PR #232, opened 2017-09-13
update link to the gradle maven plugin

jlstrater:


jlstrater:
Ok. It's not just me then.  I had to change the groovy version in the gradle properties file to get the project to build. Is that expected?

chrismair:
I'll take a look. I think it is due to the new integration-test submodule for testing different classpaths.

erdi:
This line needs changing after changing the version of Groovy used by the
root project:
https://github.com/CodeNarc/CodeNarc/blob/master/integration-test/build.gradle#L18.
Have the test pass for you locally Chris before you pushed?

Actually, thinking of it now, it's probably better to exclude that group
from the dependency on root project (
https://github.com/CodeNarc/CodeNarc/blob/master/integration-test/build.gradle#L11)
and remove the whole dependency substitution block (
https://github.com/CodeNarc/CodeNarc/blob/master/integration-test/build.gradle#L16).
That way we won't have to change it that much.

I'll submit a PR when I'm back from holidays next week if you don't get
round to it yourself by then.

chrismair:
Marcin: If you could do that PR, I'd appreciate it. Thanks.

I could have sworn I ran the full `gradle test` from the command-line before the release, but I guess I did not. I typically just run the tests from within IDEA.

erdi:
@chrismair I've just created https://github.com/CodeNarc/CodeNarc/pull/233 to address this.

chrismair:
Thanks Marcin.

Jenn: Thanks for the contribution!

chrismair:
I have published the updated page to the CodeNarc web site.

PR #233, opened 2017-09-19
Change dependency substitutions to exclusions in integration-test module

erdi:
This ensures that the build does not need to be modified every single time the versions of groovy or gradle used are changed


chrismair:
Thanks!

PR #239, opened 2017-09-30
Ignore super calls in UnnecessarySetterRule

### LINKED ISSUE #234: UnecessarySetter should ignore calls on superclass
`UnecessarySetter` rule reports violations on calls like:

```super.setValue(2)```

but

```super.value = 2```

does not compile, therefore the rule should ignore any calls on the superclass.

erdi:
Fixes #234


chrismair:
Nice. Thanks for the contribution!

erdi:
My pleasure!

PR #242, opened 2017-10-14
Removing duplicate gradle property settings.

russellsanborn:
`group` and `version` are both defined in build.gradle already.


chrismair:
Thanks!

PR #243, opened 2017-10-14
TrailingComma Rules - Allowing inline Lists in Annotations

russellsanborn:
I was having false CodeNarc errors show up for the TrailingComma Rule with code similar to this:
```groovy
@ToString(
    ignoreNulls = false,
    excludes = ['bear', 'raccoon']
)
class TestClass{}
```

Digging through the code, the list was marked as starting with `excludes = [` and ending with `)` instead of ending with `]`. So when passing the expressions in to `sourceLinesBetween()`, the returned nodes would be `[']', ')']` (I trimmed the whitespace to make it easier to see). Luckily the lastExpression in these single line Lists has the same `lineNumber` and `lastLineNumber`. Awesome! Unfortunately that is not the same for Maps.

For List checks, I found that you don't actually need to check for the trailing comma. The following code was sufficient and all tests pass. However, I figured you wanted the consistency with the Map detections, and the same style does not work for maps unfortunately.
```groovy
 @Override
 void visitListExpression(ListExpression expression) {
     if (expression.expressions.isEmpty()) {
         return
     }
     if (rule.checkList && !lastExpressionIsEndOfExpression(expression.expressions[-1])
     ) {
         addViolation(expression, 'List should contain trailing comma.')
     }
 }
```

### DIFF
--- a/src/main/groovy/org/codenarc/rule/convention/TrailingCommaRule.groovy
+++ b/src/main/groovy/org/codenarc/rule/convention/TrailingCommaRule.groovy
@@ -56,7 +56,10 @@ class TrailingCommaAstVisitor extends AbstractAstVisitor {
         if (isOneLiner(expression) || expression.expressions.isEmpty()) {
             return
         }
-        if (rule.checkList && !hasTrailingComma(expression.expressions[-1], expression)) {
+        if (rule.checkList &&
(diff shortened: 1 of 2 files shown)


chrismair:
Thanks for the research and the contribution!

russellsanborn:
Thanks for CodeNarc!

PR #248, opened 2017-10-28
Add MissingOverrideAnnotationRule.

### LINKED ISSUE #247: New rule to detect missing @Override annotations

#####

• _PROBLEM DESCRIPTION_:
When a line in the data contains "gradle", return it as written.

• _ANSWER SPACE_:
update link to the gradle maven plugin
Ok. It's not just me then.  I had to change the groovy version in the gradle properties file to get the project to build. Is that expected?
https://github.com/CodeNarc/CodeNarc/blob/master/integration-test/build.gradle#L18.
https://github.com/CodeNarc/CodeNarc/blob/master/integration-test/build.gradle#L11)
https://github.com/CodeNarc/CodeNarc/blob/master/integration-test/build.gradle#L16).
I could have sworn I ran the full `gradle test` from the command-line before the release, but I guess I did not. I typically just run the tests from within IDEA.
This ensures that the build does not need to be modified every single time the versions of groovy or gradle used are changed
Removing duplicate gradle property settings.
`group` and `version` are both defined in build.gradle already.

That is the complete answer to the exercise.